Мы встретились с Тувимом и Броневским, затем с Ваттом[995] в нашем номере. Я не думаю, что трудно было Тувиму сообщить о нашем приезде еще нескольким поэтам и позвать их. Очевидно, сей муж (служащий Министерства пропаганды) сумел никого не найти, хотя изливался в комплиментах нам. Мы читали стихи. Тувим читал переводы Пушкина (кстати, великолепные), читал Броневский. Тувим называл нас «богатырями», говорил, что только громадная сила страны может рождать такую силу стиха, такую манеру чтения, рассчитанного на большие аудитории, и т. п. Мы много говорили о нашей поэзии и слушали потоки жалоб на судьбы польской поэзии. Максимальный тираж книг — 1000 экземпляров, никто не может жить стихами, Тувим пишет для кабаре и мюзик-холла, никогда поэты не выступают, разве что раз в году в кафе для привлечения публики: платит хозяин кафе. Публика стихов не читает, не любит их, слушать не хочет. Академию литературы они презирают.

Тувим хочет приехать к нам в Союз, в частности на Пушкинские торжества, или даже к 1 мая 1936 г. Я думаю, что пустить его надо. Я взял книги польских поэтов (я пошлю их вам еще до нашего возвращения), мы дали им книги, они обещали переводить.

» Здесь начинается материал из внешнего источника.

PR #4301, opened 2024-11-29
Admin tool

sylvain-morin:


pleary (changes requested):
I left some comments. It would be good to get the model validations implemented. It would also be great to have some tests for this functionality - model test for validations, and at least some integration tests that IPs get blocked or not for subsequent requests

app/controllers/admin/blocked_ips_controller.rb
```diff
@@ -0,0 +1,46 @@
...
+      respond_to do | format |
+        format.html { render layout: "admin" }
+      end
+    end
+
+    def block
+      blocked_ip = BlockedIp.find_or_initialize_by( ip: params[:ip] )
+
+      unless blocked_ip.valid?
+        flash[:notice] = "Failed to block IP `#{ip}`: #{blocked_ip.errors.full_messages.to_sentence}"
```
pleary, line 27: `ip` is not defined here, so when the IP is invalid and error is being thrown. `#{ip}` could be changed to `#{params[:ip]}`

app/controllers/admin/blocked_ips_controller.rb
```diff
@@ -0,0 +1,46 @@
...
+      @blocked_ips = BlockedIp.joins( :user ).all
+      @blocked_ips = @blocked_ips.where( "users.login LIKE ?", "%#{@q_blocked_by}%" ) unless @q_blocked_by.blank?
+      @blocked_ips = @blocked_ips.where( "blocked_ips.ip LIKE ?", "%#{@q_ip}%" ) unless @q_ip.blank?
+      @blocked_ips = @blocked_ips.select( "blocked_ips.*, users.login as login" )
+      respond_to do | format |
+        format.html { render layout: "admin" }
+      end
+    end
+
+    def block
```
pleary, line 23: There's a few rails model lifecycle practices that might be good to stick to here. This is a BlockedIps controller, which has a index page, and allows the creation and deletion of BlockedIps. The rails custom is use `create` for the create method (with the `POST` method), and `destroy` for the destroy method (instead of the custom `block` and `unblock` used here). Here are some changes we could make to have it act more consistently with other controllers, e.g.:

```diff
diff --git a/app/controllers/admin/blocked_ips_controller.rb b/app/controllers/admin/blocked_ips_controller.rb
index 070e8fa60..d8b6a4593 100644
--- a/app/controllers/admin/blocked_ips_controller.rb
+++ b/app/controllers/admin/blocked_ips_controller.rb
@@ -4,6 +4,7 @@ class Admin
   class BlockedIpsController < ApplicationController
     before_action :authenticate_user!
     before_action :admin_required
+    before_action :load_record, only: [:destroy]

     layout "application"

@@ -20,11 +21,11 @@ class Admin
       end
     end

-    def block
+    def create
       blocked_ip = BlockedIp.find_or_initialize_by( ip: params[:ip] )

       unless blocked_ip.valid?
-        flash[:notice] = "Failed to block IP `#{ip}`: #{blocked_ip.errors.full_messages.to_sentence}"
+        flash[:notice] = "Failed to block IP `#{params[:ip]}`: #{blocked_ip.errors.full_messages.to_sentence}"
         return redirect_back_or_default( action: "index" )
       end

@@ -34,13 +35,18 @@ class Admin
       redirect_to admin_blocked_ips_path( q_ip: params[:q_ip], q_blocked_by: params[:q_blocked_by] )
     end

-    def unblock
-      blocked_ip = BlockedIp.find_by( ip: params[:ip] )
-      blocked_ip&.destroy
+    def destroy
+      @blocked_ip.destroy

       Rails.cache.delete( "blocked_ips" )

       redirect_to admin_blocked_ips_path( q_ip: params[:q_ip], q_blocked_by: params[:q_blocked_by] )
     end
+
+    protected
+
+    def load_record( options = {} )
+      super( options.merge( klass: BlockedIp ) )
+    end
   end
 end
```

* leverage `load_record` to load instances for instance endpoints, like destroy
* customize `load_record` since it doesn't get the instance class correct by default since this controller is nested under Admin
* Update block -> create, and unblock ->  destroy
* Destroy the instance created with `load_record` (a 404 wold be generated if the instance didn't exist)

If you did want to go with this, then the routes would need to be updated as well, e.g.:

```diff
diff --git a/config/routes.rb b/config/routes.rb
index b0aed26c3..f548bf0a0 100644
--- a/config/routes.rb
+++ b/config/routes.rb
@@ -596,11 +596,9 @@ Rails.application.routes.draw do
         get :pending
       end
     end
-    resources :blocked_ips, only: :index, controller: "admin/blocked_ips" do
+    resources :blocked_ips, only: [:index, :create, :destroy], controller: "admin/blocked_ips" do
       collection do
         get :index
-        put :block
-        delete :unblock
       end
     end
   end
```

* remove the custom methods
* specify that we only have the three defined methods, :index, :create, and :destroy

Lastly, some changes would need to be made to the view for the proper paths and method, e.g.:
```diff
diff --git a/app/views/admin/blocked_ips/index.html.haml b/app/views/admin/blocked_ips/index.html.haml
index 878513b1a..0de5d69a5 100644
--- a/app/views/admin/blocked_ips/index.html.haml
+++ b/app/views/admin/blocked_ips/index.html.haml
@@ -24,7 +24,7 @@
                 =link_to 'Reset', url_for, class: "btn btn-link"
     .col-xs-6
       #controls.well
-        =form_tag( { controller: :blocked_ips, action: :block }, method: :put ) do
+        =form_tag( { controller: :blocked_ips }, method: :post ) do
           .row
             .col-xs-3
               .text-right
@@ -56,5 +56,5 @@
                 %td= blocked_ip.login
                 %td= blocked_ip.created_at
                 %td
-                  = button_to unblock_admin_blocked_ips_path( ip: blocked_ip.ip ), method: :delete, class: "btn btn-warning" do
+                  = button_to admin_blocked_ip_path( blocked_ip ), method: :delete, class: "btn btn-warning" do
                     Unblock
```

app/models/blocked_ip.rb
```diff
@@ -0,0 +1,15 @@
...
+  belongs_to :user
+  validates_uniqueness_of :ip
+  validate :ip_format_valid
+
+  private
+
+  def ip_format_valid
+    return if IPAddr.new( ip ) rescue nil
+
+    errors.add( :ip, "IP is not a valid IP address" )
```
pleary, line 14: Pretty minor, but this error reads a little strangely because it contains the attribute name in it, and the way we are displaying it the attribute will already be displayed (sorry - I know I included this in a previous comment): `Ip IP is not a valid IP address`. It would read better as something like `errors.add( :ip, "must be valid IP address" )`.

Another really small text change would be to tell ActiveRecord that the attribute `ip` should be displayed capitalized. This can be done by adding a translation entry for it to `activerecord.attributes`, e.g.:

```diff
diff --git a/config/locales/en.yml b/config/locales/en.yml
index 25419b5d9..ee1de85c7 100644
--- a/config/locales/en.yml
+++ b/config/locales/en.yml
@@ -9623,6 +9623,8 @@ en:
       assessment_section:
         title: Title
         body: Body
+      blocked_ip:
+        ip: IP
       blocked_user:
         # The user who has been blocked
         blocked_user: Blocked user
```

pleary (changes requested):
I added a few more suggestions. The only one that will lead to errors is the ip -> params[:ip] change needed for the error message in the controller. The rest is to make the controller and routes work more in the standard rails way, and more consistent with our existing controllers/routes

spec/requests/blocked_ip_spec.rb
```diff
@@ -0,0 +1,43 @@
+# frozen_string_literal: true
+
+require "spec_helper"
+
+describe BlockedIp, type: :request do
+  before( :all ) do
```
pleary, line 6: the DB will be cleaned in between each spec, so no need to have this before all block

spec/requests/blocked_ip_spec.rb
```diff
@@ -0,0 +1,43 @@
...
+  end
+
+  it "non blocked IP should access page" do
+    get "/ping", headers: { "REMOTE_ADDR" => "192.168.0.1" }
+    expect( response.response_code ).to eq 200
+    expect( response.body ).to include "status"
+  end
+
+  it "blocked IP should not access page" do
+    BlockedIp.create!( ip: "192.168.0.2" )
```
pleary, line 17: We can use [machinist blueprints](https://github.com/inaturalist/inaturalist/blob/main/spec/blueprints.rb) in specs, created with make/make!. If you add a blueprint for BlockedIp, e.g.:
```ruby
BlockedIp.blueprint do
  ip { Faker::Internet.ip_v4_address }
  user { User.make }
end
```
This can just be `blocked_ip = BlockedIp.make!`, and you can use the generated IP value in the header below, `blocked_ip.ip`. You can also send custom values if that's relevant to the spec. As it is now, these specs are failing due to the lack of a specified user, which would come through easily with the blueprint

spec/requests/blocked_ip_spec.rb
```diff
@@ -0,0 +1,43 @@
+# frozen_string_literal: true
```
pleary, line 1: This spec is in a new directory `spec/requests` which didn't exist before. We should add that to the [Github actions matrix](https://github.com/inaturalist/inaturalist/blob/main/.github/workflows/CI-build-test.yml) to make sure it gets run during CI - probably in the last entry with helpers, initializers, etc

Ну, когда мы переехали чешскую границу, сразу почувствовали все четверо всеобщее внимание, начиная с первых людей, встреченных в поезде. Александровский[996] встретил нас необычайно, жили мы прекрасно, забота о нас была исключительной. Первый день — осмотр города. Второй день — прием в посольстве. Мы читали, и, надо сказать, впечатление было громадным. Отсюда пошли вести по всему городу и вести сенсационные. Нужно прибавить, что Александровский посоветовал нам на приеме спеть несколько песен — и эта простая вещь стократ увеличила интерес к нам: не только, мол, сильные поэты, но и веселые, жизнерадостные и т. д. Все без исключения газеты дали статьи, заметки, наши интервью. Третий день — поездки в Братиславу, встреча со словацкими поэтами, опера Шостаковича[997], прием в обществе друзей СССР. Сильва <Сельвинский> и Луговской отправились в Моравскую Остраву, а я в Прагу готовиться к докладу. Еще в Москве Чемоданов[998] просил приложить все силы чтобы выступить на собрании молодежи для помощи единому фронту. Подвернулся исключительной удачи случай: «вечер молодых» в зале Люцерна. Я не знаю, поместили ли наши газеты отчет о нем (телеграмму ТАСС). Скажу кратко: была молодежь с-д, комсомольская, бенешевская[999], католическая, беспартийная. Каждое произнесение имени Сталина сопровождалось овацией. Была двухминутная овация в честь Красной армии, когда я сказал, что советские поэты «воспевают мощь Красной армии, защитницы нашего и вашего спокойствия». Было исключительно сильное «движение в зале», когда я говорил об уверенности в завтрашнем дне, отличающей нашего человека: — «у нас нет инженеров, работающих дворниками, и профессоров, работающих продавцами; если кто кончает институт, место ему обеспечено; мы знаем, наоборот, продавцов, учащихся в вечернем университете, и парикмахеров, учащихся в консерватории». Я построил доклад таким образом, что, говоря о тематике советских поэтов, рассказывал о стране. Ну, конечно, в конце говорил о дружбе и борьбе за мир. В перерыве сотня людей пришла за кулисы просить автографы (здесь это принято). Дело, понятно, не в моей персоне. В докладе я привел цитату Массарика[1000] о том, что оборона не есть насилие, а применения оружие против насилия: принято это было соответственно. Пару фраз произнес я на чешском языке.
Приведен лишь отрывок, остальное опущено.